Anesthesia Monitoring Tools
- Pulse oximeter (SpO2)
- Arterial blood pressure monitor
- Direct intraarterial BP: Most accurate, but technically difficult to perform
- Noninvasive BP (Doppler or oscillometric monitor): Technically easy, but can be inaccurate.27,28 Evaluate trends in conjunction with other patient parameters. Select cuff width of 40–50% of circumference of limb.
- Thermometer: Esophageal probe or periodic rectal temperature with conventional thermometer
- Anesthetic gas analyzer (measures inspired and expired inhalant concentration)
- Capnometer/capnograph (measures and/or displays CO2 in expired and inspired gas, and respiratory rate)
- Physical observations
- Visualization (e.g., eye position, mucous membranes, chest excursion, blood loss, bag volume, and movement with ventilation, equipment function)
- Palpation (e.g., pulse quality, jaw tone, palpebral reflex)
- Auscultation (heart, lungs): Precordial or esophageal stethoscope
*BP, blood pressure; SpO2, saturation level of O2.
Anesthetic induction is best achieved using rapid-acting IV drugs, although this may not always be a reasonable option for fractious patients.30 IV induction allows for rapid airway control and allows for titration of the induction drug to effect within the given dosage range. Sick, debilitated, or depressed patients will require less drug than healthy, alert patients. A patient’s response to preanesthetic drugs can influence the amount and type of induction drug needed.

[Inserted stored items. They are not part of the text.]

PR #979, opened 2018-06-13
Removes QM Access from irrelevant jobs

Quantum-M:
:cl: 
tweak: Removes QM access from Shaft Miner and Cargo Technician.
/:cl:

Removes the QM access that low pop Shaft Miners and Cargo Technicians has. The access is meant for the one who oversees cargo and mining, does not help in anyway cargo or mining, and, most of the times, the stuff behind the access ends up being looted by Cargo Technicians, especially the cape and the megaphone.


FlattestGuitar:
This is an attempt to disempower the proletariat.

:100: x :-1:

PR #981, opened 2018-06-13
Added a cool-down for Resting

Bksparkie1:
:cl: Bksparkie1
tweak: Resting now has a much longer cooldown.
/:cl:

[why]: # Stops people from spamming rest to avoid getting shot (breaks disco machine kinda... working on a fix)

### DIFF
--- a/code/modules/mob/living/living.dm
+++ b/code/modules/mob/living/living.dm
@@ -291,11 +291,11 @@
 
 /mob/proc/get_contents()
 
-/mob/living/proc/lay_down()
+/mob/living/proc/lay_down(var/force = FALSE)//force will override the cooldown
 	set name = "Rest"
 	set category = "IC"
-	
-	if(resting_cooldown > world.time)
+
+	if(resting_cooldown > world.time && !force)
 		return
 
 	resting_cooldown = world.time + resting_cooldown_duration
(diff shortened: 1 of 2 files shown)


FlattestGuitar:
Way too many variables. Just use a single one where you save the time of the last use. All checks can be extrapolated from that.

I'd also cut the spam that says it's too early. It's pretty pointless with a cool down this short.

code/modules/mob/mob_defines.dm
```diff
@@ -49,8 +49,11 @@
 	var/spacewalk = FALSE
 	var/druggy = 0			//Carbon
 	var/confused = 0		//Carbon
-	var/resting = 0			//Carbon
-	var/lying = 0
+	var/resting = 0
+	var/resting_cooldown_duration = 10 // Roughly 5 seconds
```
GuppyLaxx: you mean 1 second

code/modules/mob/living/living.dm
```diff
@@ -291,10 +291,14 @@
 
 /mob/proc/get_contents()
 
-/mob/living/proc/lay_down()
+/mob/living/proc/lay_down(var/force = FALSE)//force will override the cooldown
```
FlattestGuitar: Weirdly enough, disco balls already use the parameter, even though it's never defined. I'd imagine that's exactly what it was for.

PR #992, opened 2018-06-18
Bad href exploit, bad! *whacks with newspaper*

FlattestGuitar:
*cough cough*


Ralta:
Your comment should definitely say "//NOW we're checking against this list to prevent href shenanigans."

PR #996, opened 2018-06-19
Death to Cat Ears, part Two

Quantum-M:
:cl: 
del: Removes left over references of cat ears from the preferences files.
/:cl:

Guts out what is left of the cat ears nonesense that wasn't found before hand.


Iamgoofball:
doing God's work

Mask or chamber inductions can cause stress, delayed airway control, and environmental contamination.31 Adequate room ventilation must be present to minimize exposure to personnel. Reserve these techniques for situations where other alternatives are not suitable.
Ensure endotracheal (ET) tubes and intubation aids (e.g., stylets, laryngoscope) are readily available. Establish and maintain a patent airway using an ET tube as soon as possible. Use the largest-diameter ET tube that will easily fit through the arytenoid cartilages without damaging them; this will minimize resistance and the work of breathing. Insert the ET tube such that the distal tip of the tube lies midway between the larynx and the thoracic inlet. Applying a light coating of sterile lubricating jelly improves the cuff’s ability to seal the airway against fluid migration.32
Inflate the cuff sufficiently to create a seal for adequate positive pressure ventilation, being aware that overinflation may cause tracheal damage.33 When changing the patient’s position after intubation, take care not to rotate the ET tube within the trachea. This might induce tracheal tears, especially if the cuff is relatively overinflated. The American Veterinary Medical Association (AVMA) Professional Liability Insurance Trust (PLIT) has indicated that tracheal tears are a significant issue in anesthetized intubated catsi.34 However, tracheal intubation, when properly performed and maintained, is an essential part of maintaining an open and protected airway.
Apply corneal lubricant postinduction to protect the eyes from corneal ulceration.